PR #1782, opened 2020-02-14
Basic UI for viewing Whitehall migration status

GDSNewt:
Have set up the following for the migration UI:

- routes
- controller
- request specs
- placeholder views which display some migration data

This PR is for the initial setup, the next PR will contain the full data that we wish to display.

Example:
Screenshot 2020-02-21 at 11 54 27

Trello card: https://trello.com/c/yFGFseiN

### DIFF
--- a/app/controllers/whitehall_migration_controller.rb
+++ b/app/controllers/whitehall_migration_controller.rb
@@ -1,0 +1,19 @@
+class WhitehallMigrationController < ApplicationController
+  before_action { authorise_user!(User::DEBUG_PERMISSION) }
+
+  def show
+    @whitehall_migration = WhitehallMigration.find(params[:migration_id])
+  end
+
+  def documents
+    whitehall_migration = WhitehallMigration.find(params[:migration_id])
+    @documents = whitehall_migration.document_imports
+  end
+
+  def document
+    @document = WhitehallMigration::DocumentImport.find_by!(
+      id: params[:document_import_id],
+      whitehall_migration_id: params[:migration_id],
+    )
+  end
+end
--- a/app/views/whitehall_migration/show.html.erb
+++ b/app/views/whitehall_migration/show.html.erb
@@ -1,0 +1,14 @@
+<h1>Whitehall Migration: <%= @whitehall_migration.id %> </h1>
+<ul>
+    <li>Time started: <%= @whitehall_migration.created_at.strftime("At %T on %d/%m/%Y") %></li>
+    <li>Time finished: <%= @whitehall_migration.finished_at.nil? ? "Unfinished" : @whitehall_migration.finished_at %></li>
+    <li>Number of documents: <%= @whitehall_migration.document_imports.count %></li>
+</ul>
+
+<h3>Document Import Status</h3>
+
+<ul>
+    <% @whitehall_migration.document_imports.states.each_value do |state| %>
+        <li><%= "#{state}:" %> <%= @whitehall_migration.document_imports.where(state: "#{state}").count%></li>
+    <% end %>
+</ul>
--- a/lib/tasks/import.rake
+++ b/lib/tasks/import.rake
@@ -1,31 +1,37 @@
-# frozen_string_literal: true
-
 require "gds_api/whitehall_export"
 
 namespace :import do
   desc "Import all documents matching an organisation, document type and optional list of document subtypes from Whitehall Publisher, e.g. import:whitehall_migration[\"cabinet-office\",\"news_article\",\"news_story,press_release\"]"
   task :whitehall_migration, %i[organisation_slug document_type document_subtypes] => :environment do |_, args|
+    include Rails.application.routes.url_helpers
+
     organisation_content_id = GdsApi.publishing_api.lookup_content_id(
       base_path: "/government/organisations/#{args.organisation_slug}",
-    )
+     )
     document_subtypes = args.document_subtypes ? args.document_subtypes.split(",") : []
     whitehall_migration = WhitehallImporter::CreateMigration.call(
       organisation_content_id, args.document_type, document_subtypes
     )
 
-    documents_to_import = WhitehallMigration::DocumentImport.where(whitehall_migration_id: whitehall_migration.id).count
+    documents_to_import = WhitehallMigration::DocumentImport.where(whitehall_migration: whitehall_migration).count
     puts "Identified #{documents_to_import} documents to import"
+
+    puts whitehall_migration_url(whitehall_migration, host: Plek.new.external_url_for("content-publisher"))
   end
 
   desc "Import a single document from Whitehall Publisher using Whitehall's internal document ID e.g. import:whitehall_document[123]"
   task :whitehall_document, [:document_id] => :environment do |_, args|
+    include Rails.application.routes.url_helpers
+
     whitehall_import = WhitehallMigration::DocumentImport.create!(
       whitehall_document_id: args.document_id,
       whitehall_migration: WhitehallMigration.create!,
       state: "pending",
-    )
+     )
 
     WhitehallDocumentImportJob.perform_later(whitehall_import)
     puts "Added whitehall document with ID:#{args.document_id} to the import queue"
+
+    puts whitehall_migration_url(whitehall_import.whitehall_migration_id, host: Plek.new.external_url_for("content-publisher"))
   end
 end
--- a/spec/lib/tasks/import_spec.rb
+++ b/spec/lib/tasks/import_spec.rb
@@ -2,7 +2,7 @@ RSpec.describe "Import tasks" do
   include ActiveJob::TestHelper
 
   describe "import:whitehall_migration" do
-    let(:whitehall_migration_document_import) { build(:whitehall_migration_document_import) }
+    let(:whitehall_migration) { create(:whitehall_migration) }
 
     before do
       allow($stdout).to receive(:puts)
@@ -11,7 +11,7 @@ RSpec.describe "Import tasks" do
         "/government/organisations/cabinet-office" => "96ae61d6-c2a1-48cb-8e67-da9d105ae381",
       )
       allow(WhitehallImporter::CreateMigration).to receive(:call)
-                                               .and_return(whitehall_migration_document_import)
+                                               .and_return(whitehall_migration)
     end
 
     it "calls WhitehallImporter::create_migration with correct arguments when subtype is specified" do
--- a/spec/requests/whitehall_migration_spec.rb
+++ b/spec/requests/whitehall_migration_spec.rb
@@ -1,0 +1,53 @@
+RSpec.describe "Whitehall Migration" do
+  let(:whitehall_migration) { create(:whitehall_migration) }
+  let(:document_import) { create(:whitehall_migration_document_import, whitehall_migration: whitehall_migration) }
+  let(:debug_permission_user) { create(:user, permissions: [User::DEBUG_PERMISSION]) }
+
+  it_behaves_like "requests that return status",
+                  "when a user without debug permissions looks at a whitehall migration",
+                  status: :forbidden,
+                  routes: { whitehall_migration_path: %i[get],
+                          whitehall_migration_documents_path: %i[get] } do
+    before { login_as(create(:user)) }
+
+    let(:route_params) { [whitehall_migration] }
+  end
+
+  it_behaves_like "requests that return status",
+                  "when a user without debug permissions looks at a whitehall migration document",
+                  status: :forbidden,
+                  routes: { whitehall_migration_document_path: %i[get] } do
+    before { login_as(create(:user)) }
+
+    let(:route_params) do
+      [whitehall_migration, document_import]
+    end
+  end
+
+  describe "GET /whitehall-migration/:migration_id" do
+    it "returns success" do
+      login_as(debug_permission_user)
+      get whitehall_migration_path(whitehall_migration)
+
+      expect(response).to have_http_status(:ok)
+    end
+  end
+
+  describe "GET /whitehall-migration/:migration_id/documents" do
+    it "returns success" do
+      login_as(debug_permission_user)
+      get whitehall_migration_documents_path(whitehall_migration)
+
+      expect(response).to have_http_status(:ok)
+    end
+  end
+
+  describe "GET /whitehall-migration/:migration_id/documents/:document_import_id" do
+    it "returns success" do
+      login_as(debug_permission_user)
+      get whitehall_migration_document_path(whitehall_migration, document_import)
+
+      expect(response).to have_http_status(:ok)
+    end
+  end
+end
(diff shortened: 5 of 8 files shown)


brucebolt:
This is looking good.

There's a few things I've been manually querying that could be useful in the UI:
- A tally of documents in each status per migration run
- A tally of error log messages per migration run
- A tally of integrity check errors per migration run
- Some more information about the document (e.g. a link to Whitehall, or at least the live item or content item)

I'm sure there's more things I've been querying and missed off this list.  Hopefully I'll remember them next time we run a migration.

lib/tasks/import.rake
```diff
@@ -15,6 +15,7 @@ namespace :import do
 
     documents_to_import = WhitehallMigration::DocumentImport.where(whitehall_migration_id: whitehall_migration.id).count
     puts "Identified #{documents_to_import} documents to import"
+    puts "#{Plek.new.external_url_for("content-publisher")}/whitehall-migration/#{whitehall_migration.id}"
```
kevindew: Cool! - It'll be neat having a link to click after starting a migration.

We can use the Rails route helpers rather than writing our own route. This can be done by importing Rails.application.routes.url_helpers and then using a method like `whitehall_migration_url(whitehall_migration, host: Plek.new.external_url_for("content-publisher"))`

spec/requests/whitehall_migration_spec.rb
```diff
@@ -0,0 +1,61 @@
...
+
+    it "returns a forbidden status for user without debug permission" do
+       login_as(create(:user))
+       document_import = create(:whitehall_migration_document_import, whitehall_migration_id: whitehall_migration.id)
+       get whitehall_migration_document_path(whitehall_migration.id, document_import.id)
+
+       expect(response).to have_http_status(:forbidden)
+       expect(response.body).to have_content("Sorry, you don't seem to have the #{User::DEBUG_PERMISSION} permission for this app")
+    end
+  end
```
kevindew: Nice job putting together these request tests. 

I think we can use an existing helper to handle the permission cases more concisely: https://github.com/alphagov/content-publisher/blob/6506cabb5109eabbc14a4048340be27891044823/spec/requests/file_attachments_spec.rb#L17-L26

You could do something like: 

```
  it_behaves_like "requests that return status",
                  "when a user without debug permissions looks at a whitehall migration",
                  status: :forbidden,
                  routes: { whitehall_migration: %i[get],
                            whitehall_migration_documents: %i[get] } do
    before { login_as(create(:user)) }
    let(:route_params) { [whitehall_migration] }
  end
  
  it_behaves_like "requests that return status",
                  "when a user without debug permissions looks at a whitehall migration document",
                  status: :forbidden,
                  routes: { whitehall_migration_document: %i[get] } do
    before { login_as(create(:user)) }
    let(:route_params) do
      document = create(:whitehall_migration_document_import, whitehall_migration: whitehall_migration)
      [whitehall_migration, document]
    end
  end  
```

spec/requests/whitehall_migration_spec.rb
```diff
@@ -0,0 +1,61 @@
...
+
+  describe "GET /whitehall-migration/:migration_id/documents/:document_import_id" do
+    it "returns success" do
+      document_import = create(:whitehall_migration_document_import, whitehall_migration_id: whitehall_migration.id)
+      get whitehall_migration_document_path(whitehall_migration.id, document_import.id)
```
kevindew: you should be ok to pass these in as objects rather than needing to call `.id` on each of them - same on other routes.

spec/requests/whitehall_migration_spec.rb
```diff
@@ -0,0 +1,61 @@
...
+       get whitehall_migration_documents_path(whitehall_migration.id)
+
+       expect(response).to have_http_status(:forbidden)
+       expect(response.body).to have_content("Sorry, you don't seem to have the #{User::DEBUG_PERMISSION} permission for this app")
+    end
+  end
+
+  describe "GET /whitehall-migration/:migration_id/documents/:document_import_id" do
+    it "returns success" do
+      document_import = create(:whitehall_migration_document_import, whitehall_migration_id: whitehall_migration.id)
```
kevindew: Similarly here you can do this factory with `document_import = create(:whitehall_migration_document_import, whitehall_migration: whitehall_migration)`

Though since the factory [can create a whitehall migration](https://github.com/alphagov/content-publisher/blob/6506cabb5109eabbc14a4048340be27891044823/spec/factories/whitehall_migration_document_import_factory.rb#L8)

you could change this test to be:
```
document_import = create(:whitehall_migration_document_import)
get whitehall_migration_document_path(document_import.whitehall_migration, document_import)
```

app/views/whitehall_migration/show.html.erb
```diff
@@ -0,0 +1,14 @@
+<h1>Whitehall Migration numero <%= @whitehall_migration.id %> </h1>
+<li>Time started: <%= @whitehall_migration.created_at.strftime("At %T on %m/%d/%Y") %></li>
+<li>Time finished: <%= @whitehall_migration.finished_at.nil? ? "UNFINISHED!!!!!" : @whitehall_migration.finished_at %></li>
+<li>Number of documents: <%= @whitehall_migration.document_imports.count %></li>
+
+<h3>Document Import status</h3>
+
+<% @states.each do |state| %>
```
kevindew: Rather than needing to pass in a variable in for this you can pull it off the document_imports object with `whitehall_migration.document_imports.states` eg:

```
irb(main):009:0> wm.document_imports.states
=> {"pending"=>"pending", "imported"=>"imported", "import_aborted"=>"import_aborted", "import_failed"=>"import_failed", "sync_failed"=>"sync failed", "completed"=>"completed"}
```

app/controllers/whitehall_migration_controller.rb
```diff
@@ -0,0 +1,24 @@
+class WhitehallMigrationController < ApplicationController
+  before_action { authorise_user!(User::DEBUG_PERMISSION) }
+
+  def show
+    @whitehall_migration = whitehall_migration
```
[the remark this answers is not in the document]
Rosa-Fox: 👍

spec/requests/whitehall_migration_spec.rb
Rosa-Fox: 👍

app/views/whitehall_migration/show.html.erb
Rosa-Fox: 👍

app/controllers/whitehall_migration_controller.rb
```diff
@@ -0,0 +1,24 @@
...
+  end
+
+  def documents
+    @documents = whitehall_migration.document_imports
+  end
+
+  def document
+    @document = whitehall_migration
+                .document_imports
+                .find(params[:document_import_id])
```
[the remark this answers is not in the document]
Rosa-Fox: 👍

app/views/whitehall_migration/show.html.erb
```diff
@@ -0,0 +1,10 @@
+<h1>Whitehall Migration numero <%= @whitehall_migration.id %> </h1>
+<li>Time started: <%= @whitehall_migration.created_at.strftime("At %T on %m/%d/%Y") %></li>
+<li>Time finished: <%= @whitehall_migration.finished_at.nil? ? "UNFINISHED!!!!!" : @whitehall_migration.finished_at %></li>
+<li>Number of documents: <%= @whitehall_migration.document_imports.count %></li>
```
kevindew: This list seems to be missing the `<ul>` elements - same for the list below.

spec/requests/whitehall_migration_spec.rb
```diff
@@ -0,0 +1,46 @@
+RSpec.describe "Whitehall Migration" do
+  let(:whitehall_migration) { create(:whitehall_migration) }
+  let(:document) { create(:whitehall_migration_document_import, whitehall_migration: whitehall_migration) }
```
kevindew: It'd be good to call this a document_import rather than a document since document is already a word with quite a lot of meaning in Content Publisher.

spec/requests/whitehall_migration_spec.rb
```diff
@@ -0,0 +1,46 @@
...
+  it_behaves_like "requests that return status",
+                  "when a user with debug permissions looks at a whitehall migration document",
+                  status: :success,
+                  routes: { whitehall_migration_document_path: %i[get] } do
+    before { login_as(create(:user, permissions: [User::DEBUG_PERMISSION])) }
+
+    let(:route_params) do
+      [whitehall_migration, document]
+    end
+  end
```
kevindew: We don't tend to have any precedent for using these `it_behaves_like "requests that return status",` for successful scenarios. 

It'd be more consistent with the app if we had regular request tests for success scenario. We also have precedent of asserting on status ok rather than success - for example: https://github.com/alphagov/content-publisher/blob/0ba258d25eba53016416e41e28c347dee96433e0/spec/requests/access_limit_spec.rb#L30-L34

GDSNewt:
> This is looking good - it looks like the git commit history needs cleaning up still and we have a few instances of throwaway text (Documents!, numero, UNFINISHED!!!!) that'd be good to not have in the permanent history of the app.

We have crushed the commits and taken care of the throwaway text

spec/requests/whitehall_migration_spec.rb
```diff
@@ -0,0 +1,57 @@
...
+      get whitehall_migration_path(whitehall_migration)
+
+      expect(response).to have_http_status(:ok)
+    end
+  end
+
+  describe "GET /whitehall-migration/:migration_id/documents" do
+    it "returns success" do
+      login_as(debug_permission_user)
+      create(:whitehall_migration_document_import, whitehall_migration_id: whitehall_migration.id)
```
kevindew: I don't think we need this as we can still show the document lists without any documents.

spec/requests/whitehall_migration_spec.rb
```diff
@@ -0,0 +1,57 @@
...
+      get whitehall_migration_documents_path(whitehall_migration.id)
```
kevindew: We can just pass in` whitehall_migration` here without the need for an id call

spec/requests/whitehall_migration_spec.rb
```diff
@@ -0,0 +1,57 @@
...
+
+      expect(response).to have_http_status(:ok)
+    end
+  end
+
+  describe "GET /whitehall-migration/:migration_id/documents/:document_import_id" do
+    it "returns success" do
+      login_as(debug_permission_user)
+      document_import = create(:whitehall_migration_document_import, whitehall_migration_id: whitehall_migration.id)
```
kevindew: I don't think we need to create this either as we already have a document_import from the let at the start of this test.

spec/requests/whitehall_migration_spec.rb
```diff
@@ -0,0 +1,57 @@
...
+      get whitehall_migration_document_path(whitehall_migration.id, document_import.id)
```
kevindew: Same comment as above about not needing the .id calls

lib/tasks/import.rake
```diff
@@ -27,5 +31,7 @@ namespace :import do
 
     WhitehallDocumentImportJob.perform_later(whitehall_import)
     puts "Added whitehall document with ID:#{args.document_id} to the import queue"
+
+    puts whitehall_migration_url(whitehall_import.whitehall_migration_id, host: Plek.new.external_url_for("content-publisher")).to_s
```
kevindew: Do we need the to_s here? (and in the example above)

spec/requests/whitehall_migration_spec.rb
Rosa-Fox: ah thought we changed this... think it got broken in the rebase, have fixed.

spec/requests/whitehall_migration_spec.rb
Rosa-Fox: 👍

spec/requests/whitehall_migration_spec.rb
Rosa-Fox: 👍

spec/requests/whitehall_migration_spec.rb
Rosa-Fox: 👍

Rosa-Fox:
Thanks @kevindew. Have made the changes... the build is passing locally but failing on CI... I will ask you about it tomorrow most likely.

lib/tasks/import.rake
```diff
@@ -1,10 +1,12 @@
-# frozen_string_literal: true
+ # frozen_string_literal: true
```
kevindew: This line has crept in after being removed in https://github.com/alphagov/content-publisher/pull/1769

lib/tasks/import.rake
```diff
@@ -13,12 +15,15 @@ namespace :import do
       organisation_content_id, args.document_type, document_subtypes
     )
 
-    documents_to_import = WhitehallMigration::DocumentImport.where(whitehall_migration_id: whitehall_migration.id).count
+    documents_to_import = WhitehallMigration::DocumentImport.where(whitehall_migration_id: whitehall_migration).count
```
kevindew: s/whitehall_migration_id/whitehall_migration/

spec/lib/tasks/import_spec.rb
```diff
@@ -1,8 +1,9 @@
 RSpec.describe "Import tasks" do
   include ActiveJob::TestHelper
+  include Rails.application.routes.url_helpers
```
kevindew: I don't think think this will be doing anything

lib/tasks/import.rake
```diff
@@ -1,10 +1,12 @@
-# frozen_string_literal: true
+ # frozen_string_literal: true
 
 require "gds_api/whitehall_export"
 
 namespace :import do
   desc "Import all documents matching an organisation, document type and optional list of document subtypes from Whitehall Publisher, e.g. import:whitehall_migration[\"cabinet-office\",\"news_article\",\"news_story,press_release\"]"
   task :whitehall_migration, %i[organisation_slug document_type document_subtypes] => :environment do |_, args|
+    include Rails.application.routes.url_helpers
```
kevindew: You may want to put this at the top following `namespace :import do` so that you don't need to include this in two separate tasks (I'm assuming that works but could be wrong)

lib/tasks/import.rake
brucebolt: Removed this line by rebasing against master

lib/tasks/import.rake
brucebolt: Updated.  Also tested running the rake test manually to ensure a useable URL is printed.

spec/lib/tasks/import_spec.rb
brucebolt: Removed, which had no negative effect.

lib/tasks/import.rake

brucebolt: Reverted, as discussed in person (due to unrelated test failures)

### TASK STATEMENT
Every line of the entries that includes "good" must be copied into the answer.

### RESULT OF THE TASK
This is looking good.
kevindew: It'd be good to call this a document_import rather than a document since document is already a word with quite a lot of meaning in Content Publisher.
> This is looking good - it looks like the git commit history needs cleaning up still and we have a few instances of throwaway text (Documents!, numero, UNFINISHED!!!!) that'd be good to not have in the permanent history of the app.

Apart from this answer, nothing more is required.